As of March 31, 2017, the Term Loan and Revolving Credit Facility bore interest at a rate equal to One Month LIBOR plus 200 basis points. The interest rate is subject to an increase of 200 basis points if an event of default exists under the Credit Agreement. The Company is required to pay a commitment fee on the average daily unused portion of the Revolving Credit Facility, based on the Applicable Margin which was 0.30% as of March 31, 2017.

The Company has the right at any time and from time to time to prepay any borrowing, in whole or in part, without premium or penalty, by giving irrevocable written notice (or telephonic notice promptly confirmed in writing) except that such notice shall be revocable if a prepayment is being made in anticipation of concluding a financing arrangement, and the Company is ultimately unable to secure such financing arrangement. The Company is required to prepay the Senior Credit Facilities under certain circumstances including from net cash proceeds from asset sales or dispositions in excess of certain thresholds, as well as from net cash proceeds from the issuance of certain debt by the Company.

The Credit Agreement contains customary representations, warranties, and affirmative covenants. The Credit Agreement also contains customary negative covenants, subject to some exceptions, on (i) indebtedness and preferred equity, (ii) liens, (iii) fundamental changes, (iv) investments, (v) restricted payments, and (vi) sale of assets and certain other restrictive agreements.
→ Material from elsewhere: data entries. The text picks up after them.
PR #117, opened 2024-04-30
Guard for wrong curve discriminator

micbakos-rdx:
* Guard sargon against the case were the curve discriminator is defined as `curve25519` but the `compressedData` is in fact `secp256k1`. 

This is a bug introduced in Android version 1.5.0 which may result in profile's wrongly reporting the curve.


CyonAlexRDX (approved):
LGTM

The Credit Agreement also contains customary events of default, such as payment defaults, cross-defaults to other material indebtedness, bankruptcy and insolvency, the occurrence of a defined change in control and the failure to observe the negative covenants and other covenants related to the operation of the Company’s business.

The Credit Agreement also includes two financial covenants: (i) limiting a maximum Consolidated Total Leverage ratio (as defined therein) to be no greater than 3.50:1.00 for the fiscal quarters ending September 30, 2016 through June 30, 2017, 3.25:1.00 for the fiscal quarters ending September 30, 2017 through June 30, 2018, and 3.00:1.00 for each fiscal quarter ending thereafter and as adjusted pursuant to a Qualified Permitted Acquisition (as defined therein); and (ii) requiring a minimum Consolidated Fixed Charge Coverage ratio (as defined therein) as of the end of each fiscal quarter of 1.50:1.00. As of March 31, 2017, the Company was in compliance with the financial covenants and other covenants contained in the Credit Agreement.

The obligations under the Credit Agreement are guaranteed by all of the Company’s domestic wholly-owned subsidiaries. The obligations under the Credit Agreement are secured by a first-priority security interest in the Collateral (as defined therein).
As of March 31, 2017, the Company had $22.1 million letters of credit outstanding and $77.9 million available under the Revolving Credit Facility. The letters of credit relate to the Company’s workers’ compensation and professional liability insurance policies.